----- DATA TO EXAMINE

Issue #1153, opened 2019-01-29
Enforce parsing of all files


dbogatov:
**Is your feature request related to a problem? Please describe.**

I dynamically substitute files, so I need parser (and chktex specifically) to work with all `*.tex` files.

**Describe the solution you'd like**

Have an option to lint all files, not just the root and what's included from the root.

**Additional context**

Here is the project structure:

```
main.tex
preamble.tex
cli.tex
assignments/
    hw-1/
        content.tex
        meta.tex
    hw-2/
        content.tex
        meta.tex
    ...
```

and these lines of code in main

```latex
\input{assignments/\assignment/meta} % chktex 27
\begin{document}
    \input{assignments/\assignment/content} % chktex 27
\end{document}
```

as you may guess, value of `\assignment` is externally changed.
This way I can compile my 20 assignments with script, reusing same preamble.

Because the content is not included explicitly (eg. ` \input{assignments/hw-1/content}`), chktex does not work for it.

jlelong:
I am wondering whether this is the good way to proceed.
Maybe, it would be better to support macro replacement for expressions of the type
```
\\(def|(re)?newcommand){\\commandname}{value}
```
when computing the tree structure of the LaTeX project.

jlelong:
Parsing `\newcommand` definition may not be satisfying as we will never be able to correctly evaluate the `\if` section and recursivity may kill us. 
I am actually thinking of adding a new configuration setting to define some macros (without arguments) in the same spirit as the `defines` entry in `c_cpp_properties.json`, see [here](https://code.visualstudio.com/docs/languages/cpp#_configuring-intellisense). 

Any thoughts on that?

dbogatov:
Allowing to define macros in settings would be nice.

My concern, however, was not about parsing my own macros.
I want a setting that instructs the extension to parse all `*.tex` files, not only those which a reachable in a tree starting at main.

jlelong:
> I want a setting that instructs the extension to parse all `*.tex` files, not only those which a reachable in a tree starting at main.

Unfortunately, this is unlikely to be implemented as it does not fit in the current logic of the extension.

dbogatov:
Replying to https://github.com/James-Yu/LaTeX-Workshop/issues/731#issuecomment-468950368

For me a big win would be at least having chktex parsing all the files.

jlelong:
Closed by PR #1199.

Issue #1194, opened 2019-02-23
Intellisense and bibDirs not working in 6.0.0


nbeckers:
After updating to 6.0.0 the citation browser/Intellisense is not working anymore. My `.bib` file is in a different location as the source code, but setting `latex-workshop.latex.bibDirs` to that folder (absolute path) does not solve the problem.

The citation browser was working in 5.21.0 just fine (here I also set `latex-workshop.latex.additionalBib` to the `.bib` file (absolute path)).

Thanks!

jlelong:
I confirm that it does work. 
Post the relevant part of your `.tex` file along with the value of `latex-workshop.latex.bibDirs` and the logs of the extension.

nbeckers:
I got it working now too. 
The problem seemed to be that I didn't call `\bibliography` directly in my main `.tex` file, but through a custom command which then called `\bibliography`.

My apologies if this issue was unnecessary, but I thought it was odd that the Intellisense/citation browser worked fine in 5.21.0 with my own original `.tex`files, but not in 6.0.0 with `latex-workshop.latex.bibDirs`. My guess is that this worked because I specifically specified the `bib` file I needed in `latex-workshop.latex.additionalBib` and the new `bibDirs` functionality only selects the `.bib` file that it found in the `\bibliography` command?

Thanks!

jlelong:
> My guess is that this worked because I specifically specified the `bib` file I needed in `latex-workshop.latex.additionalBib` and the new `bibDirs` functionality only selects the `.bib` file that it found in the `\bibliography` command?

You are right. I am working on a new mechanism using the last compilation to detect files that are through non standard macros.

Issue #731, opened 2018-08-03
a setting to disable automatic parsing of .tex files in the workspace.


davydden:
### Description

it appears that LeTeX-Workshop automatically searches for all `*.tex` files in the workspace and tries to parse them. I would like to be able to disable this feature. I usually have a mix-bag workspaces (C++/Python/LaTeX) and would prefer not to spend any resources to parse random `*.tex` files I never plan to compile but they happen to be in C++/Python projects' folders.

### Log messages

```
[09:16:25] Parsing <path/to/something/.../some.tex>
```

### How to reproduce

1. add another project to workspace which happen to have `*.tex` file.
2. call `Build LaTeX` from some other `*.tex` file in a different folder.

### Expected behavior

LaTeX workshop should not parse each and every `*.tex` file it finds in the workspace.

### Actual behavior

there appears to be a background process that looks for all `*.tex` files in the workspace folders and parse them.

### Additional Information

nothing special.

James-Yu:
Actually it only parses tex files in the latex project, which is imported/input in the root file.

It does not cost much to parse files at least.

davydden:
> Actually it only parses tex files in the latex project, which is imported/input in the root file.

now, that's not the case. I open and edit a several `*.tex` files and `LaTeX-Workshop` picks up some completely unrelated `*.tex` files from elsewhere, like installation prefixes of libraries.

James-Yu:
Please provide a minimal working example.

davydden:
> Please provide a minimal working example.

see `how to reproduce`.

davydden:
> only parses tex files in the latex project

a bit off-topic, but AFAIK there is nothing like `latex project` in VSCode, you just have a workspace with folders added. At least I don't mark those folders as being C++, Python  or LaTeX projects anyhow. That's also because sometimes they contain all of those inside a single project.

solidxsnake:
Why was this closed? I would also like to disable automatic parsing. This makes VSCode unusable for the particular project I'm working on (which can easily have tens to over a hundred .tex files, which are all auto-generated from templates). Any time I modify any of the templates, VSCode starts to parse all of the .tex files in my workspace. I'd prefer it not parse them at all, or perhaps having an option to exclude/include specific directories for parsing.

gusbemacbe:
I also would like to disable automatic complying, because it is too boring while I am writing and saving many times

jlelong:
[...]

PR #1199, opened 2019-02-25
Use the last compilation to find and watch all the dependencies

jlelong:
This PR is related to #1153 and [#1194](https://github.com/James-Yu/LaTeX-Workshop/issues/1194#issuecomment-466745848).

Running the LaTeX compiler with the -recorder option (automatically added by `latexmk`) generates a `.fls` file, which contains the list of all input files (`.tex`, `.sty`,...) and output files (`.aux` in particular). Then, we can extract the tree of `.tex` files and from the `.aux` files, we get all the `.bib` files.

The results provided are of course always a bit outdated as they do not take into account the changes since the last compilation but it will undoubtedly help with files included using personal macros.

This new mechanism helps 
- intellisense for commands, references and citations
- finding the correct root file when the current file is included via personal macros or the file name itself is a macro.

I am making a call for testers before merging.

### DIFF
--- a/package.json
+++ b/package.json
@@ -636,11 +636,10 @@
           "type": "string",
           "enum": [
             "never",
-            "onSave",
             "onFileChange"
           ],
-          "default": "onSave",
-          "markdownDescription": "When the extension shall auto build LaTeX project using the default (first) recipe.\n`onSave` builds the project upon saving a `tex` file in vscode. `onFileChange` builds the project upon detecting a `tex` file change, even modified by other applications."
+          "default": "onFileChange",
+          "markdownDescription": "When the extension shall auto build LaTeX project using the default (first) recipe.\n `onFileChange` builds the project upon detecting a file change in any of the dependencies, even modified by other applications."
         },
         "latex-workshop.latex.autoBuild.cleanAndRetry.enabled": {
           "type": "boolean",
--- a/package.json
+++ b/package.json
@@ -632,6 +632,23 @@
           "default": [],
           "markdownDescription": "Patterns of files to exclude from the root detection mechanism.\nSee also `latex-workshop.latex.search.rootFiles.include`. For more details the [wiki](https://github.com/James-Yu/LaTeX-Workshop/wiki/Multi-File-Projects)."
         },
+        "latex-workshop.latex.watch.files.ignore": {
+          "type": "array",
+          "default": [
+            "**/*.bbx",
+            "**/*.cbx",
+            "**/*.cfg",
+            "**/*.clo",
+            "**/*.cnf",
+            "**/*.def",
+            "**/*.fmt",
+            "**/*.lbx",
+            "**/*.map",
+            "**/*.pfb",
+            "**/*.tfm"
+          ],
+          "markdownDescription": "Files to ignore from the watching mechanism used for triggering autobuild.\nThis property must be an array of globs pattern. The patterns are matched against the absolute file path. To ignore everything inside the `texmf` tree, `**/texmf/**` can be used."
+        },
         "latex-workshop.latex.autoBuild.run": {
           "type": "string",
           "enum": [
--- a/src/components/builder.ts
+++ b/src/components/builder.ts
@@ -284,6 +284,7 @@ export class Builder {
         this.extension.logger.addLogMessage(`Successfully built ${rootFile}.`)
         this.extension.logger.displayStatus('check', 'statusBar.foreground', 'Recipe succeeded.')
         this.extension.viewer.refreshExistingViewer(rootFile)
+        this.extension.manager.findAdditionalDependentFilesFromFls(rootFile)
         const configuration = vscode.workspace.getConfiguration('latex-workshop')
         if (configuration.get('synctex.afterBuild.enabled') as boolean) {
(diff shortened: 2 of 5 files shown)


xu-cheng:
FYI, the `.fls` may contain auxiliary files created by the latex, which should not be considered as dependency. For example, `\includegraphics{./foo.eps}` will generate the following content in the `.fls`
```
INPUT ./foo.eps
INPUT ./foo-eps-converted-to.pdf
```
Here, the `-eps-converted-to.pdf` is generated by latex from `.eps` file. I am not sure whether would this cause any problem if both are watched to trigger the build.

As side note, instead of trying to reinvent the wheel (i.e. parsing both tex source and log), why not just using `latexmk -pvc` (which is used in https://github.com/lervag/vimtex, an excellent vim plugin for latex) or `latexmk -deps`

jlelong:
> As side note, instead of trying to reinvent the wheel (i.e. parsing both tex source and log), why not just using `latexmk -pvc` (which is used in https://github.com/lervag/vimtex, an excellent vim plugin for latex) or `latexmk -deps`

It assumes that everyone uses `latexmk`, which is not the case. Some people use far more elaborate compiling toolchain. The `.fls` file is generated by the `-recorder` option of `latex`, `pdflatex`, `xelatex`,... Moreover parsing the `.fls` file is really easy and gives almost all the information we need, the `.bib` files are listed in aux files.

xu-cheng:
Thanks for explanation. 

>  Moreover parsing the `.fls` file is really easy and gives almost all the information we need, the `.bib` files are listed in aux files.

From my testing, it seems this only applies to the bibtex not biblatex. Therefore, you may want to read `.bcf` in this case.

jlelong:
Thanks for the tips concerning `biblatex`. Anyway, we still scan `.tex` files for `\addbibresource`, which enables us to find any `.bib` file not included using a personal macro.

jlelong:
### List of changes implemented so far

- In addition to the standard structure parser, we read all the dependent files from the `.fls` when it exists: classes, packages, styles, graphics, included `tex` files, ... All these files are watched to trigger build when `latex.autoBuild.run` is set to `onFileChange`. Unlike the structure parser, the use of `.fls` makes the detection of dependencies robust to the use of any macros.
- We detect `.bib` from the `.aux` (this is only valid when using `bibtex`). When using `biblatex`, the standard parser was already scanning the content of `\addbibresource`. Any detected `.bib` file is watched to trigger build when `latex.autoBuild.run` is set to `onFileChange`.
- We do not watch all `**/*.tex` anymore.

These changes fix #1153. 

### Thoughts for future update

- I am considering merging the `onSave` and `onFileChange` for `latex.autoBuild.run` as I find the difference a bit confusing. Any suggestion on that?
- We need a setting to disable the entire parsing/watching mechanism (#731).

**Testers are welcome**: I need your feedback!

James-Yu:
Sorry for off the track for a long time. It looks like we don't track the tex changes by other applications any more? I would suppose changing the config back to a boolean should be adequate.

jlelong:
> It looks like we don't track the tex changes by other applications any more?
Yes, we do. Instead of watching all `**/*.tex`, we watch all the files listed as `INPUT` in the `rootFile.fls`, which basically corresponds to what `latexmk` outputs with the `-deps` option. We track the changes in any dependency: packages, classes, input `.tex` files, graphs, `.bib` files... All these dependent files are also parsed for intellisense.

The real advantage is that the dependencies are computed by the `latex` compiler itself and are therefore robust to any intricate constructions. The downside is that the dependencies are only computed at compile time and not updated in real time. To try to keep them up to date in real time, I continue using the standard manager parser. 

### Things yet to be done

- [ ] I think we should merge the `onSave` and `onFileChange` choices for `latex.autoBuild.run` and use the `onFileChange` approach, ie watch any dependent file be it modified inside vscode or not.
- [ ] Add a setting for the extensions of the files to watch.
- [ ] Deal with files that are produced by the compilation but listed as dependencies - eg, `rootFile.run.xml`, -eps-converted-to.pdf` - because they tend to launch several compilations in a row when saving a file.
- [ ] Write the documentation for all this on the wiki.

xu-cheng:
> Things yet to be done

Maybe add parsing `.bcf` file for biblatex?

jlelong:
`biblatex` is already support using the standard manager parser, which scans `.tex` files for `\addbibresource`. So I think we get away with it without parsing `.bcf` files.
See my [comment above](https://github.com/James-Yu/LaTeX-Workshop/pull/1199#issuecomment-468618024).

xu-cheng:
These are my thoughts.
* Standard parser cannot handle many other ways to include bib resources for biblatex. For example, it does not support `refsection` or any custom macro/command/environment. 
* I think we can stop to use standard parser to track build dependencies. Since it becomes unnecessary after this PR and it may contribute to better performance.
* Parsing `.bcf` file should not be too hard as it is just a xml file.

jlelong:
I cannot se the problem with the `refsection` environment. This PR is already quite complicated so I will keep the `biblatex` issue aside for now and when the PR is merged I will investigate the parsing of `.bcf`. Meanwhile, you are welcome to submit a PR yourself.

----------

• [WHAT TO PRODUCE] Could you repeat exactly the lines above from the line with "I also would" up to and including the line with "- finding the", and only those?

• [EXERCISE OUTPUT]
I also would like to disable automatic complying, because it is too boring while I am writing and saving many times

jlelong:
[...]

PR #1199, opened 2019-02-25
Use the last compilation to find and watch all the dependencies

jlelong:
This PR is related to #1153 and [#1194](https://github.com/James-Yu/LaTeX-Workshop/issues/1194#issuecomment-466745848).

Running the LaTeX compiler with the -recorder option (automatically added by `latexmk`) generates a `.fls` file, which contains the list of all input files (`.tex`, `.sty`,...) and output files (`.aux` in particular). Then, we can extract the tree of `.tex` files and from the `.aux` files, we get all the `.bib` files.

The results provided are of course always a bit outdated as they do not take into account the changes since the last compilation but it will undoubtedly help with files included using personal macros.

This new mechanism helps 
- intellisense for commands, references and citations
- finding the correct root file when the current file is included via personal macros or the file name itself is a macro.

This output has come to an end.